### Data records
*-*-*

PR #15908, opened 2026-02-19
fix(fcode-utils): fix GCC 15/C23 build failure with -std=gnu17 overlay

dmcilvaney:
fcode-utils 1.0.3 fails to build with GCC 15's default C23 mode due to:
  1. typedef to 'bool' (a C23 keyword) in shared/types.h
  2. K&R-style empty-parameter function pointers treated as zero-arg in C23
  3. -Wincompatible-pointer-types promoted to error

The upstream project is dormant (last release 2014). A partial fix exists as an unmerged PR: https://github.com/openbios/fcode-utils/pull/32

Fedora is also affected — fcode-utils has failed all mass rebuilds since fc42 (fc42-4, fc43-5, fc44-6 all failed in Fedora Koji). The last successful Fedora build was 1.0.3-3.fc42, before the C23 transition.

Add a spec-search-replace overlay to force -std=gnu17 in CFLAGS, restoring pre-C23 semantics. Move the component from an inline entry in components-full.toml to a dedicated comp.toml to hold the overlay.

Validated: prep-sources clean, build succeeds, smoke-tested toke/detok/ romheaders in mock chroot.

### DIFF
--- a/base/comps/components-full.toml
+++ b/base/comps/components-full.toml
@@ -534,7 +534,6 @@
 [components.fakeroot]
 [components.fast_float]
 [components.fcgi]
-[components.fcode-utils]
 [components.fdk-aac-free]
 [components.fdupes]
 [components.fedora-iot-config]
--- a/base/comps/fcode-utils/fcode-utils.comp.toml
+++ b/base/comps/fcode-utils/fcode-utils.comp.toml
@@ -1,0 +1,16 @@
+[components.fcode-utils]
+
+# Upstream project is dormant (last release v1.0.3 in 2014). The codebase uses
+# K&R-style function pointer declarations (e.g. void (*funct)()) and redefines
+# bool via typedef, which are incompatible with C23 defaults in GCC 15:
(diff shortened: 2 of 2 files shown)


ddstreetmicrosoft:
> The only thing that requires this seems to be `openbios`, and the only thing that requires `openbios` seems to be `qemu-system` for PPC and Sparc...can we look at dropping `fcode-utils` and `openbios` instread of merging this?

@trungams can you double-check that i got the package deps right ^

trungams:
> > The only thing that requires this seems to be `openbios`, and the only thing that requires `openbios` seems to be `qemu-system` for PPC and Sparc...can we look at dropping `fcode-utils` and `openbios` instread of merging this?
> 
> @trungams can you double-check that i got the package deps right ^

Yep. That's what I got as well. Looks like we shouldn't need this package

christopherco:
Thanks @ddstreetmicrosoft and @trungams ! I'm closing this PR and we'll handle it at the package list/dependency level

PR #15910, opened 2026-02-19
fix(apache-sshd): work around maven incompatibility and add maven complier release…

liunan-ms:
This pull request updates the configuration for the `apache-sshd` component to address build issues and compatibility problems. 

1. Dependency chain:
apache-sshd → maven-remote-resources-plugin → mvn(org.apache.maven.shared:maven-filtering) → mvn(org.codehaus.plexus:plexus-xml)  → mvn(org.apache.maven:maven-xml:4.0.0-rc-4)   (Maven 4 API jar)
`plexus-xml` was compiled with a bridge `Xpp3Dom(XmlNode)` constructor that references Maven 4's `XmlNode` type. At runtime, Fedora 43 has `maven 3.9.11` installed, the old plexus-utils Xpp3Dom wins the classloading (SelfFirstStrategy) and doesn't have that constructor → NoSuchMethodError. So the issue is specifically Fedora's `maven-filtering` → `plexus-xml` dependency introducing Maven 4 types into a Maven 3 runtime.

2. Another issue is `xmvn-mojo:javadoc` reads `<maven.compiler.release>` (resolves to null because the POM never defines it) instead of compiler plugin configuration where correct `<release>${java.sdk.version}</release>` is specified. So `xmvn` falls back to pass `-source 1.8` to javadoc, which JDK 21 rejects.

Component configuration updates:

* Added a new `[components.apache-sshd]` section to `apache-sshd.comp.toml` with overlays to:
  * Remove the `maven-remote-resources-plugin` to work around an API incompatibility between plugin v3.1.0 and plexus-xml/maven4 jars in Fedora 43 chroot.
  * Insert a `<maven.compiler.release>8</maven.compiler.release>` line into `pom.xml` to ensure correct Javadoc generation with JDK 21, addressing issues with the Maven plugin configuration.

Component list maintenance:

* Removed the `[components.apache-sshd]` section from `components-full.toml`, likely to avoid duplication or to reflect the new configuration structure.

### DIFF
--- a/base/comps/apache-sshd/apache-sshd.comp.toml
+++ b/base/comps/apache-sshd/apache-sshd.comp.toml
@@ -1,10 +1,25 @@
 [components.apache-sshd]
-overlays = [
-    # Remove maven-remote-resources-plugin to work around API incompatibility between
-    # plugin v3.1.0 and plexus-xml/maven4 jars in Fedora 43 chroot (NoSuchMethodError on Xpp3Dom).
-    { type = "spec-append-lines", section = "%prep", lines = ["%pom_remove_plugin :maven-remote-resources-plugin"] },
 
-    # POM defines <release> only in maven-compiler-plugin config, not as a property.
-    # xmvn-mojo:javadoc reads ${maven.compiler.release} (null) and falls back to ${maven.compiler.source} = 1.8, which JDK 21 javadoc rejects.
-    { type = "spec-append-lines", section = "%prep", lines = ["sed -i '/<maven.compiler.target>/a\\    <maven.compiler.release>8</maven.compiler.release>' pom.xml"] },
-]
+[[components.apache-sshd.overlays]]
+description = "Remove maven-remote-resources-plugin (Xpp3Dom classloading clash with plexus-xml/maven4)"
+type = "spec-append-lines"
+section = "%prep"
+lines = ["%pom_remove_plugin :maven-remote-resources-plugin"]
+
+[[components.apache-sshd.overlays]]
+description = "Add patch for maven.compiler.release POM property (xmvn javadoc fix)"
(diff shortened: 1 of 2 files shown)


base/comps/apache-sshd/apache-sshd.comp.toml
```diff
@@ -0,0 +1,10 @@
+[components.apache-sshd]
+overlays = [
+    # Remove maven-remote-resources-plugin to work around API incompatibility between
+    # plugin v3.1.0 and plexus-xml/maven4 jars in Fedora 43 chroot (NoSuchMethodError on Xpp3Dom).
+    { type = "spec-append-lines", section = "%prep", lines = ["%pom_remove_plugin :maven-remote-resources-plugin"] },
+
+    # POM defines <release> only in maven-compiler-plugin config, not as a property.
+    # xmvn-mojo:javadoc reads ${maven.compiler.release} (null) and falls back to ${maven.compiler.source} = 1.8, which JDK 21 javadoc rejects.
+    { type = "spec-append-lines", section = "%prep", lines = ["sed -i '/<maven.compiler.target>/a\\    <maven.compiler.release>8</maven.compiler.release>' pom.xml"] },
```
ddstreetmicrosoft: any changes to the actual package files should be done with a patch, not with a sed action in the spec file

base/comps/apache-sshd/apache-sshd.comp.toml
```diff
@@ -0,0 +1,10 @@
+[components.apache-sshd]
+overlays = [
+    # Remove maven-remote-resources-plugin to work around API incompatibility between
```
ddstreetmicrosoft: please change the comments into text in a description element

*-*-*

Go through the entries above, and wherever a line holds the word "check", copy that line.

### Expected answer
@trungams can you double-check that i got the package deps right ^
> @trungams can you double-check that i got the package deps right ^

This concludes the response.